La Cámara de Diputados ha reformado el artículo 24 de la Constitución y eso dio pie para que se alentara una discusión, nuevamente, entre lo que deben ser las responsabilidades políticas del Estado y el derecho de las personas a profesar o no alguna religión. Esta discusión parecía ya superada en nuestro país y por lo tanto no había razón que justificara la alteración del texto constitucional.
La iniciativa que fue presentada por el grupo parlamentario del PRI, obedeció a una coyuntura política —la presencia del Papa en México a principio del próximo año— que empata con las pretensiones de una parte de la jerarquía católica para posibilitar la enseñanza religiosa en las escuelas públicas. Como es conocido, esta pretensión es añeja y algunos de los ministros de la iglesia católica no quitan el dedo del renglón.

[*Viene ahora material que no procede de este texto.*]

PR #1265, opened 2017-08-29
[RESTEASY-1703] added subsection in upgrade guide

rsearls:


resteasy-upgrade-guide/reference/en/en-US/modules/Miscellaneous.xml
```diff
@@ -121,4 +121,49 @@ ResteasyProviderFactory.getInstance().registerProvider(POJOConverterProvider.cla
...
+      <para>
+         Improvements and corrections have been made in Resteasy 3 to the implementation of
+         the matching rules as defined in the JAX-RS 2.0 specification.  In particular
+         a change for handling an ambiguous uri on a sub-resource method and
+         sub-resource locator was made.  In Resteasy 2 it was possible for a
+         sub-resource locator to execute successfully even when there was also a sub-resource
+         with the same uri.  This was incorrect behavior according to the specification.
+         In Resteasy 3 when there is an ambiguous uri for a sub-resource and a
+         sub-resource locator.  Calling the sub-resource will be successful.  Calling
+         the sub-resource locator will result in an HTTP, 405 Method Not Allowed error.
```
asoldano: @rsearls, thanks for the PR. I'm probably too picky, but can you fix the punctuation here (the 3 parts of the sentence here should probably be together) ?

rsearls:
Done.

asoldano:
@rsearls thanks, merging :-)

resteasy-upgrade-guide/reference/en/en-US/modules/Miscellaneous.xml
```diff
@@ -121,4 +121,49 @@ ResteasyProviderFactory.getInstance().registerProvider(POJOConverterProvider.cla
...
+      <para>
+         Improvements and corrections have been made in Resteasy 3 to the implementation of
+         the matching rules as defined in the JAX-RS 2.0 specification.  In particular
+         a change for handling an ambiguous uri on a sub-resource method and
+         sub-resource locator was made.  In Resteasy 2 it was possible for a
+         sub-resource locator to execute successfully even when there was also a sub-resource
+         with the same uri.  This was incorrect behavior according to the specification.
+         In Resteasy 3 when there is an ambiguous uri for a sub-resource and a
+         sub-resource locator, calling the sub-resource will be successful, but calling
+         the sub-resource locator will result in an HTTP, 405 Method Not Allowed error.
```
ronsigal: @rsearls , I'm uncomfortable with the phrase "calling the sub-resource locator". How does one call a sub-resource locator? You have to send a URI that matches the sub-resource locator but which does not match a sub-resource method (which would "mask" the sub-resource locator). So, when a sub-resource method and sub-resource locator have the same URI, it isn't possible to call the sub-resource locator. So, I can't make sense of "calling the sub-resource locator will result in an HTTP, 405 Method Not Allowed error". I would say that it is the calling of the sub-resource method with the wrong verb is what leads to the 405 status. WDYT?

resteasy-upgrade-guide/reference/en/en-US/modules/Miscellaneous.xml
```diff
@@ -121,4 +121,49 @@ ResteasyProviderFactory.getInstance().registerProvider(POJOConverterProvider.cla
...
+
+         @POST
+         @Path("items")
+         public Response create(@QueryParam("msg") final String msg) {
+         return Response.ok().build();
+         }
+
+         @Path("items")
+         public List&lt;String&gt; splitPattern(@QueryParam("pattern") final String pattern) {
+         String [] split = pattern.split
```
ronsigal: @rsearls , shouldn't splitPattern() return a resource?

rsearls:
ok.  I'll rewrite the whole thing tomorrow.

rsearls:
@ronsigal, Would you review this text?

Quizás, este tema se trató en la entrevista de Peña Nieto con el Papa y derivado, posiblemente, de algún compromiso contraído por el entonces gobernador mexiquense, es que el PRI presentó dicha propuesta de modificación constitucional.
Originalmente, en esta iniciativa se planteaba “la obligación del Estado para garantizarle a los padres que sus hijos recibieran educación religiosa” y resultaba obvio, que por esta vía se anulaba de facto, el precepto constitucional que establece que la educación que imparta el Estado debe ser laica. Sin embargo, por la acción de varios diputados del PRD y algunos del propio PRI, se impidió que dicha iniciativa prosperara; y aunque el artículo 24 se cambió en algunas palabras, el contenido esencial no fue trastocado. Aun así, el Senado debería rechazar tales modificaciones.
Este asunto necesita verse como una llamada de alerta, pues ahora mismo podemos observar a varios políticos (incluidos los candidatos presidenciales) elaborando sus discursos proselitistas alrededor del tema de la moral y lo religioso.
Según estos, la parte sustantiva de nuestra problemática como nación, está concentrada en la ausencia de una moral que nos guíe, a cada individuo, en nuestro comportamiento dentro de la sociedad. Por lo tanto, —nos dicen— la respuesta a la grave crisis del país, está en encontrar a un líder moral que sepa conducir a México por la senda del bien. Un Kim II-Sung o un Jean-Marie Le Pen.
Si los ciudadanos también compartiéramos esta confusión, nos enfrentaríamos al emitir nuestro voto, a un dilema más de tipo moral y religioso (escoger entre lo que cada uno considere como el bien y el mal) y no -como debería ser- a una decisión estrictamente ciudadana que tenga que ver con elegir entre programas y propuestas políticas, para el mejor desarrollo democrático e igualitario de una sociedad que es plural y diversa en todos los sentidos (cultural, moral, religiosa, política, étnica, etcétera).
No discernir entre lo que es una garantía individual para adoptar cualquier visión moral, con la necesidad de una ética pública que se sustenta en el derecho y el cumplimiento de la ley, es un gran disparate que le puede costar mucho a la República.